▶ [DATA]:
PR #889, opened 2017-11-08
Refactor templates

robredpath:


robredpath:
This PR should result in no change to the output. I've run a validation with all three CoVEs and eyeballed the output in each case, and I think we're good. Additional eyes welcome.

robredpath:
Fixed @Bjwebb

Bjwebb:
More info box appear on the terms and conditions page, and the 360Giving common errors page, where it didn't before.

robredpath:
@Bjwebb @edugomez could you take a look at this? I've checked over the output but additional eyes are always useful. 

The 'how to use' box disappears from IATI CoVE, but that's intentional - until we get some content to actually put in it (which is the job that started all of this off!)

PR #893, opened 2017-11-14
 Prevent ruleset errors from causing a 500 internal server error

Bjwebb:
Original sentry issue: https://sentry.io/open-data-services/cove-dev/issues/392791032/


Bjwebb:
I think what's missing is an indication in the web interface that ruleset checks have failed, rather than them all having passed.

edugomez:
> I think what's missing is an indication in the web interface that ruleset checks have failed, rather than them all having passed.

I don't think the web interface will say that. Instead, it will show a single message ('There was a problem running the ruleset checks.') for a single error (with a cross not a tick in the section heading).

Still, not ideal, we should change for something else.

cove_iati/lib/iati.py
```diff
@@ -44,14 +45,25 @@ def common_checks_context_iati(context, upload_dir, data_file, file_type, api=Fa
         schema = lxml.etree.XMLSchema(schema_tree)
         schema.validate(tree)
         lxml_errors = lxml_errors_generator(schema.error_log)
-        ruleset_errors = get_iati_ruleset_errors(tree, os.path.join(upload_dir, 'ruleset'))
+        ruleset_errors = get_iati_ruleset_errors(
+            tree,
+            os.path.join(upload_dir, 'ruleset'),
+            ignore_errors=not api,
+            return_on_error=[{'message': 'There was a problem running the ruleset checks.'}],
```
edugomez: We need to pass some info to the template so that we render this differently from common ruleset errors, as  this message says that it wasn't possible to run the ruleset check errors.

Also, the message is a bit obscure, perhaps we need to give more context for the error.

edugomez: @Bjwebb I was thinking, I'm not sure we should be doing this. The problem in this specific issue is due to:

 ```attr_sum = sum(Decimal(x.attrib.get(attribute, 0)) for x in elements)``` (notice that ```x.attrib = ""``` does not default to ```0```, which is the case when having ```percentage=""``` in the data)

Probably  we should make sure we pass only digits to ```Decimal``` and fix the problem there. Next time we have an exception in the code, I think it would be better to get the 500 (which the user can report to us if they want) instead of a 200 and a cryptic message. That way we will be made aware of the error so we can fix rather than ignoring it.

What do you think?

edugomez: After chat with @Bjwebb, the best strategy seems to swallow exceptions in ruleset checks if the data does not pass validation (but throw 500 if ruleset checks break with valid data).This is the same behaviour in other places in Cove (Cove OCDS https://github.com/OpenDataServices/cove/blob/master/cove_ocds/lib/ocds.py#L352)

edugomez:
@Bjwebb this PR is almost ready, I just need to add some tests (slightly tricky) . Do you think you could deploy this branch on a dev server and ping @stevieflow to have a go at it?

Bjwebb:
@edugomez Deployed now to http://ruleset-no-500.dev.cove.opendataservices.coop/. Pinging @stevieflow  to test.

edugomez:
@Bjwebb Amazing, thanks!

edugomez:
@Bjwebb can you take a look at this PR whenever you find the time?

stevieflow:
OK thanks.  This seems to covert.  I got a load of the Duplicate Identifier messages back - but the XML was valid...

Issue #905, opened 2017-11-30
Create POST endpoint for IATI CoVE to get JSON output


rory09:
The aim is to create an endpoint where you can POST a file and get back the same JSON results as the CLI.
For now the endpoint is at ```/api_test```
So you need to post a file with parameter name "file" and a string parameter "name" indicating the name of the file with the extension i.e myfile.xlsx.  It should support xml, csv and xlsx.

PR #907, opened 2017-12-06
[#905] Add post API endpoint for IATI

kindly:


cove_iati/tests.py
```diff
@@ -518,3 +518,25 @@ def test_common_checks_context_iati_ruleset():
     upload_dir = os.path.join('media', str(uuid.uuid4()))
     context = iati.common_checks_context_iati({}, upload_dir, file_path, 'xml')
     assert len(context['ruleset_errors']) == 17
+
+
+@pytest.mark.django_db
```
edugomez: I think pytest does not need to use database access here

cove_iati/views.py
```diff
@@ -76,3 +89,19 @@ def explore_iati(request, pk):
...
+@csrf_exempt
+def api_test(request):
+    form = UploadApi(request.POST, request.FILES)
+    if form.is_valid():
+        with tempfile.TemporaryDirectory() as tmpdirname:
+            file_path = os.path.join(tmpdirname, form.cleaned_data['name'])
+            with open(file_path, 'wb+') as destination:
+                for chunk in request.FILES['file'].chunks():
+                    destination.write(chunk)
+            result = iati_json_output(tmpdirname, file_path, form.cleaned_data['openag'])
```
edugomez: I just noticed it doesn't give the option of doing org-ids checks. Can we add it to the form and pass it to ```iati_json_otuput```?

▶ [WHAT IS NEEDED]:
Please show the lines in the entries above that hold the string "with".

▶ [RESPONSE TO THIS TASK]:
This PR should result in no change to the output. I've run a validation with all three CoVEs and eyeballed the output in each case, and I think we're good. Additional eyes welcome.
I don't think the web interface will say that. Instead, it will show a single message ('There was a problem running the ruleset checks.') for a single error (with a cross not a tick in the section heading).
edugomez: After chat with @Bjwebb, the best strategy seems to swallow exceptions in ruleset checks if the data does not pass validation (but throw 500 if ruleset checks break with valid data).This is the same behaviour in other places in Cove (Cove OCDS https://github.com/OpenDataServices/cove/blob/master/cove_ocds/lib/ocds.py#L352)
So you need to post a file with parameter name "file" and a string parameter "name" indicating the name of the file with the extension i.e myfile.xlsx.  It should support xml, csv and xlsx.
+        with tempfile.TemporaryDirectory() as tmpdirname:
+            with open(file_path, 'wb+') as destination:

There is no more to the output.